The paper tackles the problem of tuning hyperparameters in likelihood-free inference, which is crucial for balancing accuracy and efficiency, by introducing KELFI, a framework that automatically learns these hyperparameters to improve inference accuracy with limited simulation budgets, demonstrating improved accuracy and efficiency on ecological inference problems.

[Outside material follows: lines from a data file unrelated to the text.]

PR #198, opened 2023-01-23
Add core TCKs implemented by org.eclipse.osgi

laeubi:
FYI @tjwatson I think this should cover the most important parts equinox implements, is anything missing?

I also added resolver even though it seems the sources are imported from Felix (are these synchronized from time to time?) probably we should test SCR even if it is provided by Felix and not part of Equinox code base?

### DIFF
--- a/.github/workflows/unit-tests.yml
+++ b/.github/workflows/unit-tests.yml
@@ -52,6 +52,10 @@ jobs:
       fail-fast: false
       matrix:
         tck: 
+          - { name: framework,   chapter:  '10', label: 'Framework',           suffix: ' API',                   pattern: "TEST-org.osgi.test.cases.framework-*.xml" }
+          - { name: url,         chapter:  '52', label: 'URL Handlers',        suffix: ' Service Specification', pattern: "TEST-org.osgi.test.cases.url-*.xml" }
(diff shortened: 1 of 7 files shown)


tjwatson:
> FYI @tjwatson I think this should cover the most important parts equinox implements, is anything missing?
> 
> I also added resolver even though it seems the sources are imported from Felix (are these synchronized from time to time?) probably we should test SCR even if it is provided by Felix and not part of Equinox code base?

Thanks!

Resolver tests are good to run.  That will verify we register the service correctly.  The source is kept in sync.  I maintain both sources.  Often making the fix in Equinox, then merging the fix into Felix later.  SCR tests are also good to run in my opinion.  Again I am a maintainer of the Felix SCR implementation.  But good to verify the TCK against the impl running on Equinox.

tjwatson:
If we are going to run the Declarative services TCK, perhaps it is time to delete our old ds.tests.  I am doubtful they cover anything useful beyond the tests already run in the felix project itself or the TCK.  Given they have a failing test in our github flow that we cannot track down also motivates me to delete the ds.tests.

akurtakov:
> If we are going to run the Declarative services TCK, perhaps it is time to delete our old ds.tests. I am doubtful they cover anything useful beyond the tests already run in the felix project itself or the TCK. Given they have a failing test in our github flow that we cannot track down also motivates me to delete the ds.tests.

Huge +1.

PR #199, opened 2023-01-24
Add a method that returns the registry as an optional

laeubi:
As per API contract the RegistryFactory can return null, this has some drawbacks:
- callers of the API might be not well aware of this
- additional null checks are required on the caller site

this adds a new registry() method that reaturns an optional and makes it clear to the caller that there might be a chance of getting "nothing" and also allows to convienetly hande the case using modern programming primitives like lamdas or handler chaning.

### DIFF
--- a/bundles/org.eclipse.equinox.registry/META-INF/MANIFEST.MF
+++ b/bundles/org.eclipse.equinox.registry/META-INF/MANIFEST.MF
@@ -2,7 +2,7 @@ Manifest-Version: 1.0
 Bundle-ManifestVersion: 2
 Bundle-Name: %pluginName
 Bundle-SymbolicName: org.eclipse.equinox.registry;singleton:=true
-Bundle-Version: 3.11.200.qualifier
+Bundle-Version: 3.12.0.qualifier
 Bundle-Localization: plugin
 Export-Package: org.eclipse.core.internal.adapter;x-internal:=true,
  org.eclipse.core.internal.registry;x-friends:="org.eclipse.core.runtime",
--- a/bundles/org.eclipse.equinox.registry/src/org/eclipse/core/runtime/RegistryFactory.java
+++ b/bundles/org.eclipse.equinox.registry/src/org/eclipse/core/runtime/RegistryFactory.java
@@ -14,6 +14,7 @@
 package org.eclipse.core.runtime;
 
 import java.io.File;
+import java.util.Optional;
 import org.eclipse.core.internal.registry.ExtensionRegistry;
 import org.eclipse.core.internal.registry.RegistryProviderFactory;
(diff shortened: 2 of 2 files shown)


HannesWell:
While I agree with all your arguments in favour of returning an Optional instead of null, I'm not sure if it really helps users to just add another method that wraps the result of an existing method in an Optional without fading out the existing method (at least marking it as deprecated).
Furthermore ideally all methods should either return null or Optional (while today one would probably choose optional) but mixing null and Optional sporadically is IMHO not optimal.

I'm not against this, but I also don't think it is the best invention since sliced bread. :)

laeubi:
In the past, deprecation was not really desired (because of "gazillion" of warnings) so I currently see no way other than _recommend_ the new method in the javadoc...

vogella:
+1 and I think it is fine to deprecate, if we introduce new apis

mickaelistria:
> I think it is fine to deprecate, if we introduce new apis

As mentioned, the issue is that just deprecating would add tons of warnings into Platform code. IMO, if we go deprecating something, Platform must lead by example and -in the same release- remove all references to older APIs and use the newer one instead.
Migration of Platform to newer API is usually a part or even a requirement in the deprecation process.

HannesWell:
> In the past, deprecation was not really desired (because of "gazillion" of warnings) so I currently see no way other than _recommend_ the new method in the javadoc...

I'm probably pushing an open door, but isn't that exactly the purpose of deprecation to cause that warnings so that users become aware of the deprecation? If one uses the old method a new recommendation is probably never read in the Java-doc.
On the other hand for those that want to maintain a longer

On the other hand for those that don't want to use such new method immediately to maintain a longer backwards compatibility it can be annoying, but I would suggest to suppress the deprecation warning. Then each time one goes through that code one gets a visual hint to re-evaluate if the new method can be used then.

> > I think it is fine to deprecate, if we introduce new apis
> 
> As mentioned, the issue is that just deprecating would add tons of warnings into Platform code. IMO, if we go deprecating something, Platform must lead by example and -in the same release- remove all references to older APIs and use the newer one instead. Migration of Platform to newer API is usually a part or even a requirement in the deprecation process.

I don't see a problem in doing that. If one introduces a new API while deprecating another in favor of the new one it means that the new one is superior over the old one. I would then be more than happy to apply the new one in the platform to show-case its superiority. :)

laeubi:
I found that there are `@noreference` annotation as a hint to not reference a method (anymore).

mickaelistria:
> I found that there are @noreference annotation as a hint to not reference a method (anymore).

Those would also generate a warning, so they're not better than `@Deprecated` and have less discoverability, less semantics; they should only be used in the corner-case of an internal method which is made visible for a specific consumer in some different package... Usually a case that should be avoided.
So IMO, good old `@Deprecated` is correct here.

PR #204, opened 2023-01-30
Touch o.e.equinox.core.feature for felix.scr update

akurtakov:


akurtakov:
I tried similar approach with test-framework https://github.com/eclipse-platform/eclipse.platform.releng/commit/73371e99d6f2cd255e50aa5533b0697a3aa09562 and requirements didn't end up in the p2 site. I would really welcome if someone gives a hand on this one to investigate deeper.

laeubi:
I just checked equinox.event that has:

```
Require-Capability: osgi.extender;
 filter:="(&(osgi.extender=osgi.component)(version>=1.0)(!(version>=2.0)))"
```

this should pull in felix-scr (or more formally at least one scr implementation), so I think one should be able to even remove the scr dependency completely.

akurtakov:
OK, I'll give it a try.

PR #205, opened 2023-01-30
Do not list felix.scr expliictly.

akurtakov:
It should be pulled in as a provider of
osgi.extender;filter:="(&(osgi.extender=osgi.component)(version>=1.0)(!(version>=2.0)))"

Change is an effort to reduce the need to "touch" features everytime 3rd party dependency is being updated.

### DIFF
--- a/features/org.eclipse.equinox.core.feature/feature.xml
+++ b/features/org.eclipse.equinox.core.feature/feature.xml
@@ -101,13 +101,6 @@
          unpack="false"/>
 
    <plugin
-         id="org.apache.felix.scr"
-         download-size="0"
-         install-size="0"
-         version="0.0.0"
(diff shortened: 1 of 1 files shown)


laeubi:
@akurtakov what do you think about having a `site` in equinox produced (enabled by a profile) that builds an sdk like updatesite as part of the verification action? Then it would be possible to verify such changes much easier (no Ibuild required) and we can even publish a snapshot updatesite (like m2e / tycho) after each master build. I think @HannesWell has done the parts on m2e so probably we can use the same technique here?

akurtakov:
That would be very welcome .

akurtakov:
Jenkins build succeeds thus merge.

Issue #209, opened 2023-02-01
ServiceCaller should be either more robust or better documented


ruspl-afed:
`ServiceCaller` [states](https://github.com/eclipse-equinox/equinox/blob/master/bundles/org.eclipse.equinox.common/src/org/eclipse/core/runtime/ServiceCaller.java#L134)
```
	 * @throws NullPointerException if any of the parameters are null
```
However, if all the parameters are not `null` it can still throw NPE from constructor, since `FrameworkUtil.getBundle(caller)` could return `null` [here](https://github.com/eclipse-equinox/equinox/blob/master/bundles/org.eclipse.equinox.common/src/org/eclipse/core/runtime/ServiceCaller.java#L295).

I would consider it as a bug, since current behavior contradicts with declared API contract. But may be there is another point of view regarding where the change should be done to make both code an docs consistent.

laeubi:
> I would consider it as a bug, since current behavior contradicts with declared API contract.

I would consider it a but using `ServiceCaller` at all ... especially if it is used anywhere where `FrameworkUtil.getBundle(caller)` can return null, so probably it should better throw IllegalArgument Exception then.

tjwatson:
I agree, an `IllegalArgumentException` is more appropriate.  What calling class would be using `ServiceCaller` that has no `Bundle`?

laeubi:
> I agree, an `IllegalArgumentException` is more appropriate. What calling class would be using `ServiceCaller` that has no `Bundle`?

Some code uses `ServiceCaller` in stupid ways e.g. in an Activator(!) as a static initialized field, if you use such bundles outside OSGi and unluckily the Activator class is initialized it fails the class-loading with NPE ... but that's just a guess as I noticed that when working on Tycho.

ruspl-afed:
My use case is running the plain junit test for a type that triggers `ServiceCaller`-dependent code for one of its dependencies. 
Do we have a good way to understand does particular type requires OSGI-running or not?

I used to prefer classes from "org.eclipse.equinox.common" bundle, that are either OSGi-neutral or robust enough to not fail without it. `ServiceCaller` seems to be different.

laeubi:
I think the best would be to try fix that code, but `ServiceCaller` could also probably just return as if no service can be found if called outside OSGi.

ruspl-afed:
Of cause I'll fix the code, since I have no other options for now. 
But, the static methods of `ServiceCaller` could handle this case.
[...]

PR #210, opened 2023-02-01
ServiceCaller should be either more robust or better documented #209

ruspl-afed:
Throw IllegalStateException if FrameworkUtil#getBundle(Class) returns `null` for a given caller and add this to javadoc

Signed-off-by: Alexander Fedorov <alexander.fedorov@arsysop.ru>

### DIFF
--- a/bundles/org.eclipse.equinox.common/src/org/eclipse/core/runtime/ServiceCaller.java
+++ b/bundles/org.eclipse.equinox.common/src/org/eclipse/core/runtime/ServiceCaller.java
@@ -1,5 +1,5 @@
 /*******************************************************************************
- * Copyright (c) 2020, 2022 IBM Corporation and others.
+ * Copyright (c) 2020, 2023 IBM Corporation and others.
  *
  * This program and the accompanying materials
  * are made available under the terms of the Eclipse Public License 2.0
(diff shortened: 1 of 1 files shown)


bundles/org.eclipse.equinox.common/src/org/eclipse/core/runtime/ServiceCaller.java
```diff
@@ -147,7 +150,9 @@ public static <S> boolean callOnce(Class<?> caller, Class<S> serviceType, Consum
 	 * @param <S>         the OSGi service type to look up
 	 * @return true if the OSGi service was located and called successfully, false
 	 *         otherwise
-	 * @throws NullPointerException if any of the parameters are null
+	 * @throws NullPointerException  if any of the parameters are {@code null}
+	 * @throws IllegalStateException if {@link FrameworkUtil#getBundle(Class)}
```
tjwatson, line 154: This exposes implementation details that could change in the future.  Instead can we have something like:

> if the bundle associated with the caller class cannot be determined

tjwatson (approved):
LGTM

tjwatson:
fixes #209

PR #212, opened 2023-02-07
Name of the repo has changed, move profile activation to maven.config

laeubi:


.mvn/maven.config
```diff
@@ -0,0 +1,2 @@
+-Pbuild-individual-bundles
+-Pbree-libs
```
akurtakov, line 2: Having -Pbree-libs in maven.config means every contributor has to setup toolchains.xml (and for equinox it even includes 1.8) which is too much of a hassle even more me to setup. Thus I believe this profile should be kept in build.yml and Jenkinsfile.
Others like -Dcompare-version-with-baselines.skip=false  and -Dproject.build.sourceEncoding=UTF-8 on the other side make perfect sense here.

laeubi: This reminds me about the following feature:
- https://github.com/eclipse-tycho/tycho/issues/1163

laeubi: @merks just wondering, could JustJ provide java 8 at all or is there any requirement it can only start from java 11?

akurtakov: This might be nice to have for some people but I think it's best to finish PRs with what's available today :).
P.S. JustJ doesn't provide 1.8 JVMs so that would not help here.

laeubi: I just opened:
- https://github.com/eclipse-justj/justj/discussions/7

I think it would be good to have local builds being as close as possible and if I remember right @tjwatson mentioned Java 8 should stay for the "core" OSGi for some time.

akurtakov: Back in the days there was no proper openjdk for Java 8 IIRC but things might have changed.

tjwatson: I don't think we have any plans to run tests on Java 8.  I also do not think Java 8 is necessary to compile against with modern compilers that should use `-release` to ensure you don't compile in dependencies to APIs that are not available on the target release.

If we had plans to run tests on Java 8 then it may be more of a requirement.  But I would not want to force such a burden onto the project.

merks: The process for building a JRE from a JDK relies on jlink which was introduced when the JRE was modularized, so there would be no automated way of provide the range of JREs that we do for Java 11 and higher.  Instead would be a significant hand-written effort to provide a single full JRE, and then it would be something that would not be widely consumed...  In older JDKs there was a JRE available directly nested:

https://adoptium.net/temurin/releases/

Jenkinsfile
```diff
@@ -23,10 +23,10 @@ pipeline {
 			steps {
 				sh """
 				mvn clean verify --batch-mode --fail-at-end -Dmaven.repo.local=$WORKSPACE/.m2/repository \
-					-Pbuild-individual-bundles -Pbree-libs -Papi-check -Pjavadoc\
+					-Papi-check -Pjavadoc\
 					-Dcompare-version-with-baselines.skip=false \
 					-Dproject.build.sourceEncoding=UTF-8 \
```
HannesWell, line 28:
```suggestion
```
The `sourceEncoding` is specified in the parent-pom as well and therefore can be removed.

.mvn/maven.config
HannesWell: > Having -Pbree-libs in maven.config means every contributor has to setup toolchains.xml (and for equinox it even includes 1.8) which is too much of a hassle even more me to setup. Thus I believe this profile should be kept in build.yml and Jenkinsfile.

Agree on that.

.github/workflows/build.yml
```diff
@@ -36,13 +36,11 @@ jobs:
         --batch-mode
         --global-toolchains ${{ github.workspace }}/.github/workflows/toolchains.xml
         --threads 1C
-        -Pbuild-individual-bundles
-        -Pbree-libs
         -Papi-check
         -Dcompare-version-with-baselines.skip=false
         -Dproject.build.sourceEncoding=UTF-8
```
HannesWell, line 41:
```suggestion
```
The `sourceEncoding` is specified in the parent-pom as well and therefore can be removed.

PR #215, opened 2023-02-11
Disable Header processing for org.eclipse.osgi as it uses special filter

laeubi:
org.eclipse.osgi uses some very special filters that Tycho (currently) cannot merge successfully, so we should disable the processing for now.

### DIFF
--- a/bundles/org.eclipse.osgi/pom.xml
+++ b/bundles/org.eclipse.osgi/pom.xml
@@ -39,6 +39,14 @@
         </configuration>
       </plugin>
       <plugin>
+	    <groupId>org.eclipse.tycho</groupId>
+	    <artifactId>tycho-packaging-plugin</artifactId>
+	     <configuration>
+			<!-- equinox uses very specially crafted manifest headers -->
+			<deriveHeaderFromSource>false</deriveHeaderFromSource>
+		 </configuration>
+	  </plugin>
+      <plugin>
        <!--Unless next tycho release we need to explicitly enable this here, once 2.7.4 or 3.x is out we can switch to full pomless here! -->
        <groupId>biz.aQute.bnd</groupId>
         <artifactId>bnd-maven-plugin</artifactId>


laeubi:
FYI @akurtakov 

As in 
```
1.  equinox/bundles/org.eclipse.osgi/pom.xml
   no-classifier: different
      META-INF/MANIFEST.MF: different
         Require-Capability: baseline='osgi.ee; filter:="(| (&(osgi.ee=JavaSE)(version=1.8)) (&(osgi.ee=JavaSE/compact1)(version=1.8)) )"' != reactor=
                                      'osgi.ee;filter:="(| (&(osgi.ee=JavaSE)(version=1.8)) (&(osgi.ee=JavaSE/compact1)(version=1.8)) )",osgi.ee;filter:="(&(osgi.ee=JavaSE)(version=1.8))"'
    The main artifact has been replaced with the baseline version.
    The following attached artifacts have been replaced with the baseline version: [sources]
```

probably I can find a way to properly merge filter-strings, but untill then I think it is more safe to simply keep it as it for org.eclipse.osgi.

@tjwatson is there any specific use-case for `JavaSE/compact1`?

merks:
Thinking ahead to when a person moves their project to a version of Tycho with this new support, how does one detect that the Require-Capability is not successfully merged?   This one is the only problematic one because it already uses osgi.ee?

image

laeubi:
I have searched the platform and only found this one actually using `osgi.ee` (your screenshot uses `osgi.extender`) and duplicates are filtered out, but as here the filter string diverged from that what is generated it can't be replaced.

I don't know if Equinox (@tjwatson) or BND (@bjhargrave) has a function to compute a compound filter that would absorb this because obviously the existing filter string (`(| (&(osgi.ee=JavaSE)(version=1.8)) (&(osgi.ee=JavaSE/compact1)(version=1.8)) )`) already includes the newly added (`(&(osgi.ee=JavaSE)(version=1.8))`)

laeubi:
I think it might even be valid to simply skip adding `osgi.ee` if there is already one ... I'll prepare a patch for that.

merks:
I see, so only if there is an osgi.ee requirement already is there potentially an issue.  That should be easy to detect, I guess, and then instead of merging or adding something, perhaps one should then do nothing with regard to producing or merging an osgi.ee requirement.   I.e., if one is already using the non-deprecated form in the MANFIEST, I wouldn't expect anything should be changed.  Or?

Given that this MANIFEST.MF does not contain `Bundle-RequiredExecutionEnvironment`, why does the issue arise at all?  Where is Tycho getting the information about the osgi.ee requirement other than from the `Bundle-RequiredExecutionEnvironment`?

laeubi:
Tycho uses bnd-lib to analyze the produced classfiles and the lowest class version number is then used as the required `osgi.ee`.

laeubi:
I now created
- https://github.com/eclipse-tycho/tycho/pull/2087

so this is not needed anymore.

tjwatson:
> @tjwatson is there any specific use-case for `JavaSE/compact1`?

I don't think so, not even sure `org.eclipse.osgi` can actual run on compact1 anymore.  Been a really long time since I've tried that.  IMO the compact profiles of Java 8 were a failure and only existed in Java 8 to be removed in Java 9+ when JPMS got added.  If it makes things easier we can make the ee filter of `org.eclipse.osgi` only reference full Java 8.

akurtakov:
At least it will be a prep for moving up one day so I say go for it.

PR #216, opened 2023-02-11
Fix for NPE in PackageSource.toString()

iloveeclipse:
Seen debugging JDT UI Leak test & printing the references

```
java.lang.NullPointerException: Cannot read the array length because
"value" is null
	at java.base/java.lang.String.<init>(String.java:275)
	at java.base/java.lang.String.valueOf(String.java:4229)
	at org.eclipse.osgi.internal.loader.sources.PackageSource.toString(PackageSource.java:90)
	at java.base/java.lang.String.valueOf(String.java:4215)
	at java.base/java.lang.StringBuilder.append(StringBuilder.java:173)
	at java.base/java.util.HashMap$Node.toString(HashMap.java:296)
	at java.base/java.lang.String.valueOf(String.java:4215)
	at java.base/java.lang.StringBuilder.append(StringBuilder.java:173)
	at org.eclipse.jdt.ui.leaktest.reftracker.ReferencedObject.toString(ReferencedObject.java:49)
	at java.base/java.lang.String.valueOf(String.java:4215)
	at java.base/java.lang.StringBuilder.append(StringBuilder.java:173)
	at org.eclipse.jdt.ui.leaktest.reftracker.ReferenceTracker.followFieldReference(ReferenceTracker.java:75)
```

### DIFF
--- a/bundles/org.eclipse.osgi/container/src/org/eclipse/osgi/internal/loader/sources/PackageSource.java
+++ b/bundles/org.eclipse.osgi/container/src/org/eclipse/osgi/internal/loader/sources/PackageSource.java
@@ -87,7 +87,7 @@ public abstract class PackageSource {
 		builder.append(id).append(" -> "); //$NON-NLS-1$
 		SingleSourcePackage[] suppliers = getSuppliers();
 		if (suppliers == null) {
-			return builder.append(String.valueOf(null)).toString();
+			return builder.append("null").toString(); //$NON-NLS-1$
 		}
 		builder.append('[');
 		for (int i = 0; i < suppliers.length; i++) {


tjwatson:
The change is probably better than before.  But I am curious what Java version and implementation this is on because the Javadoc for String.valueOf clearly states:

```
if the argument is null, then a string equal to "null"; otherwise, the value of obj.toString() is returned.
```

https://docs.oracle.com/en/java/javase/17/docs/api/java.base/java/lang/String.html#valueOf(java.lang.Object)

iloveeclipse:
This sounds surprising, but in fact both ecj and javac compile the code to use `String.valueOf(char[])` and **not**  `String.valueOf(Object)` 
```
public class Y {
    public static void main(String [] args) {
		System.out.println(String.valueOf(null));
	}
}
```

```
/usr/lib/jvm/java-17/bin/java /data/runtime-Java_11/Java17/src/Y.java
Exception in thread "main" java.lang.NullPointerException: Cannot read the array length because "value" is null
        at java.base/java.lang.String.<init>(String.java:275)
        at java.base/java.lang.String.valueOf(String.java:4232)
        at Y.main(Y.java:3)
```

So it is not about which JVM I've used but why compiler selects `String.valueOf(char[])` and **not**  `String.valueOf(Object)`?
As a naive Java developer I honestly would expect some warning like "ambiguous argument", but neither compiler emits any warning...

And this below is what makes the program work "as expected"
```
public class Y {
    public static void main(String [] args) {
		System.out.println(String.valueOf((Object)null));
	}
} 
```

@stephan-herrmann : could you enlighten please why the compiler do that above without warning?

laeubi:
Beside this interesting compiler issue, `StringBuilder.append(null)` *should* give the same result, or will it also select the wrong?

tjwatson:
> Beside this interesting compiler issue, `StringBuilder.append(null)` _should_ give the same result, or will it also select the wrong?

That would depend on which `append` method would get compiled into the class.  The one taking `char[]` would NPE.

stephan-herrmann:
> @stephan-herrmann : could you enlighten please why the compiler do that above ...

Yea, that's one of the reasons, why we all love overloading. The "simple" answer is in https://docs.oracle.com/javase/specs/jls/se19/html/jls-15.html#jls-15.12.2.5

`char[]` is a subtype of `Object`, hence `valueOf(char[])` is "better" ("more specific") than `valueOf(Object)`.

> ... without warning?

What should it say?
1. Warning: Your program uses overloading.
2. Warning: This overload resolution involves several applicable methods.
3. Warning: JLS 15.12.2.5 was needed to resolve this invocation

BTW, *if* ever you need to pass `null` to an overloaded method, perhaps always casting that argument to the desired type might be a reasonable practice.

laeubi:
> What should it say?

As we have talked about `@Null` annotations, I wonder if JDT could detect that this is always a NPE?

stephan-herrmann:
> As we have talked about @Null annotations, I wonder if JDT could detect that this is always a NPE?

Sure, methods like `String.valueOf(char[])` (and ctor `String(char[])` for that matter) just need to be properly specified as `String.valueOf(char @NonNull [])`, and then ecj will complain if that analysis is enabled.

Bonus: even though you probably don't want to wait for Oracle to make that change, you can do this yourself already today using external annotations.

laeubi:
@stephan-herrmann I more think about jdt includes these for known java functions.

stephan-herrmann:
> @stephan-herrmann I more think about jdt includes these for known java functions.

we already made a shy start in that direction, but it's a bottomless pit. Where to draw the line? Make ecj know each and every method in JDK? And also in all "well konwn" Java libraries? Are you volunteering? ;-P

No, external annotations (ideally shared, e.g., via lastnpe.org) are the unbeatable solution.

laeubi:
I think things like `String` are basic enough and given that platform was affected by this it seems valuable to save us from such pitfalls ...

iloveeclipse:
> What should it say?
> 
> 1. Warning: Your program uses overloading.

Not necessarily **that** way :-), but something like for the case below:
```
List.of(null);

ECJ:
> Type null of the last argument to method of(Object...) doesn't exactly match the vararg parameter type. 
> Cast to Object[] to confirm the non-varargs invocation, or pass individual arguments of type Object for a varargs invocation.

Javac:
> cast to Object for a varargs call
> cast to Object[] for a non-varargs call and to suppress this warning
```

In likelihood-free settings where likelihood evaluations are intractable, approximate Bayesian computation (ABC) addresses the formidable inference task to discover plausible parameters of simulation programs that explain the observations. However, they demand large quantities of simulation calls. Critically, hyperparameters that determine measures of simulation discrepancy crucially balance inference accuracy and sample efficiency, yet are difficult to tune. In this paper, we present kernel embedding likelihood-free inference (KELFI), a holistic framework that automatically learns model hyperparameters to improve inference accuracy given limited simulation budget. By leveraging likelihood smoothness with conditional mean embeddings, we nonparametrically approximate likelihoods and posteriors as surrogate densities and sample from closed-form posterior mean embeddings, whose hyperparameters are learned under its approximate marginal likelihood. Our modular framework demonstrates improved accuracy and efficiency on challenging inference problems in ecology.